Structure and photocatalytic performance of TiO₂/clay nanocomposites for the degradation of dimethachlor

Abstract

In the present study TiO₂/clay composites were synthesized by dispersion of TiO₂ on the surfaces of a natural montmorillonite and a synthetic hectorite in order to increase the sorption ability of TiO₂ and therefore its photocatalytic action. Six materials with different loading in TiO₂ (15, 30 and 55 wt%) were prepared and characterized by several analytical techniques including XRD, BET and SEM analysis. The synthetic procedure allows the development of delaminated layers for hectorite–TiO₂ samples, while in the case of montmorillonite–TiO₂ composites we have the formation of a more lamellar-like aggregation. It was found that, the greater the percentage of TiO₂, the greater the pore volume and the specific surface area of the montmorillonite–TiO₂ samples. On the contrary, in the case of hectorite–TiO₂ samples, as the content of TiO₂ increases, the surface area and pore volume decreases. The photocatalytic efficiency of the nanocomposite catalysts was evaluated using a chloroacetanilide herbicide (dimethachlor) in water as model compound. The primary degradation of dimethachlor followed pseudo-first-order kinetics according to the Langmuir–Hinshelwood model. All supported catalysts exhibit good photodegradation efficiency and their overall removal efficiency per mass of TiO₂ was better than that of bare TiO₂ produced by the sol–gel method. In conclusion, together with their good sedimentation ability the composite materials could be considered as a promising alternative for the removal of organic water contaminants.

Introduction

Photocatalysis mediated by the semiconducting TiO₂ is an established advanced oxidation process becoming more and more attractive for environmental applications [1], [2]. TiO₂ is used in many applications because of its outstanding properties, including deodorizing, defogging, anti-bacterial and anti-cancer action [3]. But one of the most significant features of TiO₂ is its strong decomposing power of organic pollutants in water and air. Advantages of utilizing titanium oxide in the decomposition of organic pollutants includes its low cost, ease of handling, radiation stability, and avoiding the need to use strong oxidizing agents [4].

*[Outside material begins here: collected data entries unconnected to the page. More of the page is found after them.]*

PR #1575, opened 2022-10-20
Add URL query for show all (branch) labels

### LINKED ISSUE #1573: ENH: Make more view settings a URL parameter for more reproducible views
I love the `show all` branch label switch

Would it be possible to add this as a URL parameter to make views more reproducible?

There are other view settings that would be great to add to URL parameters, can't think of an example right now but will add it to the issue once I come across one.

image

Also, I'd love to be able to set this switch to _on_ by default 🙃

jameshadfield:
Tested manually & via /narratives/test/simultaneous-tree-updates

Closes #1573

### DIFF
--- a/docs/advanced-functionality/view-settings.md
+++ b/docs/advanced-functionality/view-settings.md
@@ -77,6 +77,7 @@ All URL queries modify the view away from the default settings -- if you change 
 | `n`        | Narrative page number | `n=1` goes to the first page |
 | `s`        | Selected strain | `s=1_0199_PF` |
 | `branchLabel` | Branch labels to display | `branchLabel=aa` |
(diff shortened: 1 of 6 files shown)


jameshadfield:
The review-app appears to have been build ("-----> Launching... Released v5. https://auspice-feat-branch-lab-hdcfc5.herokuapp.com/ deployed to Heroku") however I see the following when loading that URL. I don't think this :bug: is the fault of this PR however
image

joverlee521:
Huh, the review app works for me now. There must have been something weird on Heroku's side.

joverlee521 (approved):
LGTM!

I pushed up commits to update the docs for URL params.

jameshadfield:
Thanks @joverlee521!

PR #3153, opened 2017-10-04
Square field toggle

microsoftsam:
Fix field toggle to work when not in a shadow block, and can be in a square on block field.


pelikhan:
What scenario does this address?

PR #3154, opened 2017-10-04
Every 5 seconds, drop charts that haven't received data

caitlin-hennessy:


webapp/src/serial.tsx
```diff
@@ -147,6 +149,18 @@ export class Editor extends srceditor.Editor {
         }
     }
 
+    dropStaleCharts() {
+        let now = Util.now()
+        for (let i = 0; i < this.charts.length; ++i) {
```
pelikhan: use ``this.charts.forEach(chart => ...)``

webapp/src/serial.tsx
```diff
@@ -54,6 +55,7 @@ export class Editor extends srceditor.Editor {
 
     constructor(public parent: pxt.editor.IProjectView) {
         super(parent)
+        setInterval(this.dropStaleCharts.bind(this), 5000)
```
pelikhan: should only be started be active while editor is active

caitlin-hennessy: Fixed

webapp/src/serial.tsx
caitlin-hennessy: Fixed

PR #3161, opened 2017-10-05
Support for theming serial chart colors

caitlin-hennessy:


webapp/src/serial.tsx
```diff
@@ -365,22 +359,38 @@ class Chart {
...
+        this.chart.addTimeSeries(this.line, {strokeStyle: lineColor, fillStyle: this.hexToHalfOpacityRgba(lineColor), lineWidth: 3})
 
         if (this.variable)
             this.rootElement.appendChild(this.makeLabel())
         this.rootElement.appendChild(this.makeCanvas())
         this.addPoint(value)
     }
 
+    hexToHalfOpacityRgba(hex: string) {
+        let shorthandRegex = /^#?([a-f\d])([a-f\d])([a-f\d])$/i
```
microsoftsam: This should really be in a color util somewhere.

PR #3168, opened 2017-10-06
Arduino UNO support

mmoskal:
This fixes many things in AVR code gen. In addition:
* make parsing of C++ constants a bit smarter
* adapt to recent codal build system changes (this will be required to build CPX after "merge fest"; once it builds again)
* auto-reconnect in `pxt hidserial`
* allow specifying flash size in pxtarget


pelikhan:
@mmoskal did you do a sanity check with Adafruit?

mmoskal:
Adafruit doesn't build ATM - merge fest

tballmsft:
@mmoskal - did you check that thumb code gen wasn't affected on an ARM target?

mmoskal:
The thing is that Adafruit doesn't build because of codal issues. Joe promised some tags to have a stable version (we were using branches which is WRONG). Will look into that tomorrow.

mmoskal:
Now tested to verify ARM isn't affected.

tballmsft:
Good to go, @mmoskal?

mmoskal:
Good to go!

PR #3169, opened 2017-10-06
load gallery list from targetconfig

pelikhan:
Galleries are specific in the targetconfig which allows to modify them without shipping the entire editor.


microsoftsam:
Good call.

PR #3218, opened 2017-10-12
fixing download screenshot feature

pelikhan:
The batch download screenshot feature looks for a "blocklycss" style item.


pelikhan:
@microsoftsam do we support the ``data-rtl`` stuff in our docs? :)

PR #3223, opened 2017-10-13
Support localized and custom text inside Field toggle

microsoftsam:
Localising the text inside of the field editor, supporting custom text length (dependent on language). 
Adding two new field editors: 
- FieldToggleYesNo
- FieldToggleOnOff

The default toggle is now True / False. 

Creating new fields with custom text is a simple as extending FieldToggle and replacing the getTrueText and getFalseText methods. 

Sample:
screen shot 2017-10-12 at 10 17 37 pm

Tested on: 
- Chrome Mac
- Edge 15
- IE 11

### DIFF
--- a/pxtblocks/blocklycustomeditor.ts
+++ b/pxtblocks/blocklycustomeditor.ts
@@ -32,6 +32,8 @@ namespace pxt.blocks {
         registerFieldEditor('imagedropdown', pxtblockly.FieldImageDropdown);
         registerFieldEditor('colorwheel', pxtblockly.FieldColorWheel);
         registerFieldEditor('toggle', pxtblockly.FieldToggle);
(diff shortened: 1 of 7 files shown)


pxtblocks/blocklycustomeditor.ts
```diff
@@ -32,6 +32,8 @@ namespace pxt.blocks {
         registerFieldEditor('imagedropdown', pxtblockly.FieldImageDropdown);
         registerFieldEditor('colorwheel', pxtblockly.FieldColorWheel);
         registerFieldEditor('toggle', pxtblockly.FieldToggle);
+        registerFieldEditor('toggleonoff', pxtblockly.FieldToggleOnOff);
```
pelikhan: We really need to document these. Lots of great stuff here.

The photocatalytic activity of TiO₂ is strongly influenced by its structure. For this purpose, the important role of structure has been studied extensively in the literature by preparing a series of compounds in which the structure of TiO₂ varied from layered and pillared titanates, microcrystalline TiO₂ pillared clays, mixed Ti/Si oxides, nanocrystals of TiO₂ dispersed in inorganic media, or on the surface of active, non-activated carbon [5], [6], [7], [8], [9], [10], [11], [12], [13], [14]. A major conclusion is that the activity of titanium-containing solids is affected by its crystal structures and chemical composition of the respective composite. In this way, it is important to stress that TiO₂ composites have been reported as highly effective photocatalysts for a range of catalytic performances [5], [10], [11], [12], [13]. Regarding TiO₂–clay composites a comparison between TiO₂ pillared clays and solid dispersions of anatase in swellable aluminosilicate minerals has shown that most TiO₂ particles are amorphous in pillared clays exhibiting a poor photocatalytic activity [3], [15] while composites from dispersion of TiO₂ particles in layered clays appeared to be more effective photocatalysts [10], [11], [12], [13]. Furthermore, the way to alter the pillar's size or the pore structure was a difficult procedure thus limiting the applications of the pillared materials. Recently, the synthesis of composite nanostructures of TiO₂ and swellable aluminosilicate minerals has been reported. These TiO₂-composites exhibited superior photocatalytic properties [10], [12], [13].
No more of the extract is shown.